For a more detailed example of using userLabels, you can refer to the SaaS codelab.

(Optional) Integrate your reporting with Virtual Private Cloud (VPC)

If you want to use Virtual Private Cloud (VPC) in the environment in which your product's service runs, you must complete the following steps to integrate Google Cloud Marketplace reporting with VPC. By default, the Compute Engine VMs in your VPC can only communicate internally. You must configure one of the VMs to communicate externally, so that the rest of the VMs in your VPC can use it for reporting.

Before you begin

Set up Private Google Access

To enable your product's Compute Engine virtual machines (VMs) to communicate externally for reporting purposes, you must set up Private Google Access. For more information about configuring Private Google Access, refer to Configuring Private Google Access.

  1. Enable Private Google Access for your service environment.

  2. Configure DNS to resolve requests to private.googleapis.com.

  3. Create a custom route for Google APIs:

    • For the Name, specify route-google-apis-services.
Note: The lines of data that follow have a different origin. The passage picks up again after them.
PR #6544, opened 2026-09-15
fix(amneziawg): refuse a row's own relay port and keep a disabled row's slot reserved

BlindMaster24:
Closes two relay-slot gaps in the same guard family, both of which the #6542 review had left `pre-existing`. Both had the same shape: every guard that reserves an AmneziaWG row's own ports skipped a row it should have counted — the row being saved.

## 1. A row could claim its own relay port

All three relay checks exclude the id whose slot they compute (`id != ignoreId`), so nothing compared an AmneziaWG row's own WireGuard listen port with the relay port its own id derives. Saving a row on that exact port puts two UDP listeners on the same port:

- the embedded device binds UDP on `inbound.Listen:inbound.Port` (`internal/amneziawgnet/device.go:137`, `ListenPort: ib.Port` at `internal/amneziawg/instance.go:65`);
- its injected relay binds TCP **and** UDP on `127.0.0.1:port` (`internal/web/service/xray.go:770`, `udp:true` at `internal/amneziawgnet/relay.go:47-61`).

Whichever loses the bind race dies — and if it is the relay, Xray refuses the whole config and every other protocol on the host goes down with it. It took nothing exotic to reach: the first AmneziaWG inbound on port `65101` is id 1, whose derived relay port is exactly `65101`.

`amneziawgnetSocksSelfConflict` now states the rule the three siblings already state — a local row owns the slot its id derives — from both call sites that know the id: `AddInbound`'s post-Save block and `checkPortConflictTx`'s `ignoreId > 0` block. A node-hosted row is untouched: it binds no relay on this host, so its WireGuard port may legitimately be the port its id would derive.

## 2. A new row's own clients' forwards were validated before it existed

`normalizeAmneziaWGSettings` validates every client's `ForwardedPorts` before the row is saved, so the new row was never a candidate for itself in that pass — a client could forward exactly the relay port the row's own id derives, or its own WireGuard listen port, and the create was accepted. At runtime the panel's wildcard forward listener and Xray's loopback relay then race for the same port. `AddInbound`'s post-`Save` block, the only frame where the id exists, now re-runs the guard over the settings submitted in that same request; both callers share one copy of the collision message via `amneziaWGForwardedPortsConflict`.

This one reads only what the request submitted, so it can never refuse a previously-stored spec.

## Reverted after round 2: reserving a disabled row's relay slot

An earlier commit here dropped `enable = true` from `loadPortConflictContext` so that a disabled AmneziaWG row's relay slot could not be claimed by a client's `ForwardedPorts`. Round 2 showed what that costs, and the code confirms it: `UpdateInboundClient` carries a stored spec forward for a partial edit (`client_inbound_apply.go:763-765`) and re-validates it (`:772`, `:909`), so after an in-place upgrade an operation that never submitted the field — a bot enable/expiry toggle — is refused over a slot the operator did not touch, for a relay that is not even emitted while the row is disabled. The inbound-save path re-validates every stored spec the same way (`inbound_amneziawg.go:281`).

The slot that protects is claimable only by a spec an operator authors onto `65101-65535`; the cost lands on unrelated operations. Nothing forces that trade here, so the widening is undone and the slot returns to the residual list below. The precise fix — refuse a *newly claimed* spec rather than a stored one, and check the enable transition in `SetInboundEnable`, which is where the conflict is actually created — is larger than the hole and belongs in its own change.

## Red-first

Every fix here was watched red before it was written, on the same tree, by running the real paths against a throwaway SQLite database:

```
--- FAIL: TestAddInbound_AmneziawgRefusesItsOwnRelayPort (0.21s)
    inbound_amneziawg_relay_window_test.go:190: WireGuard port 65102 is inbound #2's own relay port; the create must be refused
--- FAIL: TestUpdateInbound_AmneziawgRefusesItsOwnRelayPort (0.20s)
    inbound_amneziawg_relay_window_test.go:212: WireGuard port 65101 is inbound #1's own relay port; the save must be refused
--- FAIL: TestAddInbound_AmneziawgRefusesAClientForwardingItsOwnRelayPort (0.30s)
    inbound_amneziawg_relay_window_test.go:196: inbound #2 derives relay port 65102 and its own client forwards that port; the create must be refused
```

The two self-collision tests pin two genuinely different call sites: `AddInbound` reaches the checks after `Save` (the id only exists then), `UpdateInbound` through `checkPortConflictTx` with `ignoreId > 0`. A fix in either place alone leaves the other red.

`TestCheckPortConflict_NodeAssignedAmneziawgOwnsNoRelaySlot` gains the same rule for a node-hosted row's own port. That assertion cannot be red on the unfixed tree (nothing refused it before), so it is a regression guard against the new refusal firing on rows that own no slot, not a fix verification. The test that pinned the reverted disabled-row rule was deleted with it.

## Gate

- `go test ./internal/web/service/ -count=1 -shuffle=on` — **green** on every head (whole package, DB-backed tests included). It runs here through an overlay that swaps the cgo SQLite driver for a pure-Go one, since this host has no C compiler; no test or production file is substituted.
- `gofmt` clean, `go vet` clean on `internal/web/service`, `internal/amneziawgnet`, `internal/amneziawg`.
- CI on the final head: 21 check runs green, `race` included. `Analyze (actions)` failed once with "job was not started because it repeatedly failed to be acquired" and is green on re-run — infra, not a code signal.
- Not covered by any local run: PostgreSQL (the new tests' fixtures are SQLite-only, like their siblings in this file) and the Xray gRPC end-to-end path (`XRAY_E2E_BINARY` unset).

## Residual, left alone

- **A disabled row's own listen port stays claimable**, and `SetInboundEnable` (`inbound.go:1569-1590`) flips the column with no port check. Closing it means refusing the *enable* — the operation that actually collides — rather than widening the forward guard, which would stop specs that work today on a port that is genuinely free. Needs the maintainer's call.
- **The forward guard compares a client's spec with the inbound's stored listen port** (`inbound_amneziawg.go:281`), so moving an AmneziaWG inbound onto a port one of its own clients already forwards is accepted on the update path; the post-`Save` re-run in this PR closes it on create only. The update-path half needs the in-memory row overlaid onto the guard's context, which is its own change.
- **Client operations still run no port check**, so a database already in a broken state is not repaired — it is refused on the next save of the offending row, which is the point.


BlindMaster24:
Thanks — read both inline findings against the tree, and took the first one here.

**Round 1, `internal/web/service/inbound.go:1243` (create path, own clients' forwards) — fixed in `80eb5712`.**

You are right about the mechanism, and the fix is exactly where you put it. `normalizeAmneziaWGSettings` validates the clients' `ForwardedPorts` at `inbound_amneziawg.go:275` against a context read before the row exists, so the new row was never a candidate for itself. `AddInbound`'s post-`Save` block is the only place with an id, so it now re-runs the guard there:

```go
// The clients' forward specs were validated while this row had no id,
// so the ports it now derives were never in the guard's context.
if aErr := s.checkAmneziaWGForwardedPorts(tx, inbound.Settings); aErr != nil {
    return aErr
}
```

Two notes on the shape:

- The re-run closes **both** ports the row owns, not just the relay slot: with the row now in `ctx.inbounds`, a client's spec matching the row's own WireGuard listen port is refused too — the same wildcard-listener-versus-device-bind race, and previously accepted for the same reason. That is a new refusal on the create path, and I treat it as correct: a spec sitting on its own inbound's listen port was never going to work, it silently lost the bind.
- The collision message now lives in one place. `amneziaWGForwardedPortsConflict` is shared by the pre-`Save` loop (which delegates to it instead of formatting inline) and the post-`Save` re-run, rather than a second copy of the string.

Second-order effect you flagged — the row becoming un-editable until the forward is removed — is gone for new rows, and for a row already in that state the next save still refuses it, which is the point: no lockout, the forward has to move.

Red-first, and watched red twice before this commit existed:

```
--- FAIL: TestAddInbound_AmneziawgRefusesAClientForwardingItsOwnRelayPort (0.30s)
    inbound_amneziawg_relay_window_test.go:196: inbound #2 derives relay port 65102 and its own client forwards that port; the create must be refused
```

Gate: whole `internal/web/service` green, `-shuffle=on`, 139s (DB-backed tests included, run against a throwaway SQLite database through the same pure-Go driver overlay described in the description). `gofmt` and `go vet` clean.

**Round 1, `internal/web/service/inbound_amneziawg.go:351` (a disabled row's own listen port) — open, and I am not fixing it here.**

The argument transfers, and I am not going to pretend it does not: I reserved the relay slot on exactly this reasoning and left the row's own port claimable. Two differences make it a decision rather than the missing half of this PR.

- A disabled row's own port **is** free while it is disabled, and `TestCheckForwardedPortsConflict_IgnoresDisabledInboundPort` pins that as intended behaviour for every protocol, not just AmneziaWG. Widening the guard means every disabled inbound's port stops being forwardable — a refusal on a spec that works today, for inbounds that will never come back.
- The precise fix is not in this guard at all. The conflict is created by the *enable*, not by the forward: `SetInboundEnable` (`inbound.go:1569-1590`) flips the column with no port check. Refusing the enable while a forward listener holds the port rejects only the operation that actually collides, and leaves the forward alone. That is a new refusal on a different endpoint with its own blast radius, so it belongs in its own change and in the maintainer's call, not appended to a guard fix.

I have flagged it as the next step in the series rather than silently widening this one.

BlindMaster24:
@claude review

BlindMaster24:
**Round 2, `internal/web/service/inbound_amneziawg.go:331` (introduced) — accepted, fixed in `0f90bc6b` by undoing the widening.**

You are right, and the tree confirms it: `client_inbound_apply.go:763-765` carries a stored spec forward and `:772` / `:909` re-validate it, so an operation that never submitted the field is refused over a slot the operator did not touch. The inbound-save path re-validates every stored spec the same way, so the mine sits on two paths, not one.

Weighed properly, the trade does not pay: the slot this reserves is claimable only by a spec an operator authors onto `65101-65535`, while the cost lands on unrelated operations — and on a relay that `injectAmneziawgnetSocks` does not emit while the row is disabled at all. So the commit that widened the context is undone here, and `TestCheckForwardedPortsConflict_DisabledAmneziawgRelayPortIsReserved` is deleted with it rather than left asserting a rule that no longer holds.

The precise fix is what you named elsewhere in the review, and it is bigger than the hole: refuse a **newly claimed** spec rather than a stored one, and check the enable transition in `SetInboundEnable` (`inbound.go:1569-1590`), where the conflict is actually created. That is its own change, not a widening of a guard six call sites share.

`80eb5712` is untouched by the revert and does not carry the same risk: its re-run reads the settings submitted in the same request, so a stored value can never reach it. `TestAddInbound_AmneziawgRefusesAClientForwardingItsOwnRelayPort` still passes.

**Round 2, `internal/web/service/inbound_amneziawg.go:281` (pre-existing) — open, and deliberately not in this PR.**

Confirmed by reading the line: `portCtx` is built from database rows at `:275`, so on an update the guard sees the row's stored port, never the one the same request is saving. Your create-path half is closed here; the update-path half needs the in-memory row overlaid onto the context (replacing its stored entry, and adding it when a disabled row is being enabled) — a context-shaped change of its own, which is why it is not bolted on here.

With `0f90bc6b` this PR has no introduced findings outstanding: two fixes, both red-first, both limited to what the request itself submits.

BlindMaster24:
@claude review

    • For Network, select your VPC.

    • For Destination IP range, specify 199.36.153.8/30.

    • For Priority, specify 0.

    • For Instance tags, specify google-apis-services.

    • For Next hop, select Default internet gateway.

  4. Create a VPC firewall rule to enable your product to communicate with Google APIs:

    • For the Name, specify google-apis-services.

    • For the Description, specify Allow egress traffic to Google APIs and services.

    • Enable firewall rules logging.

    • For Network, select your VPC.

    • For Direction of traffic, select Egress.

    • For the Action on match, select Allow.

    • For the Name, specify google-apis-services.

    • For Targets, select Specified target tags, and then for Target tags, specify google-apis-services.

    • For the Destination filter, select IPv4 ranges, and for the Destination IPv4 ranges, specify 199.36.153.8/30.

    • For Protocols and ports, select Allow all.

  5. In Google Cloud console, select the VM you want to use to report your product's usage. Under Network tags, add google-apis-services, and click SAVE.

  6. Under Network interfaces, locate your VPC's network interface.

  7. In the Subnetwork column, click on the subnet link. From the Subnet details page, click EDIT, and set Private Google Access to On.

  8. Click SAVE.

(Optional) Integrate your reporting with VPC Service Controls

If you want to use VPC Service Controls in the environment in which your product's service runs, you must complete the following steps to integrate Google Cloud Marketplace reporting with VPC Service Controls:

  1. Set up your preferred implementation of VPC Service Controls in your service environment. For more information about setting up VPC Service Controls, visit Set up a service perimeter by using VPC Service Controls.

  2. Ensure that the servicecontrol.googleapis.com service in your implementation of VPC Service Controls isn't restricted.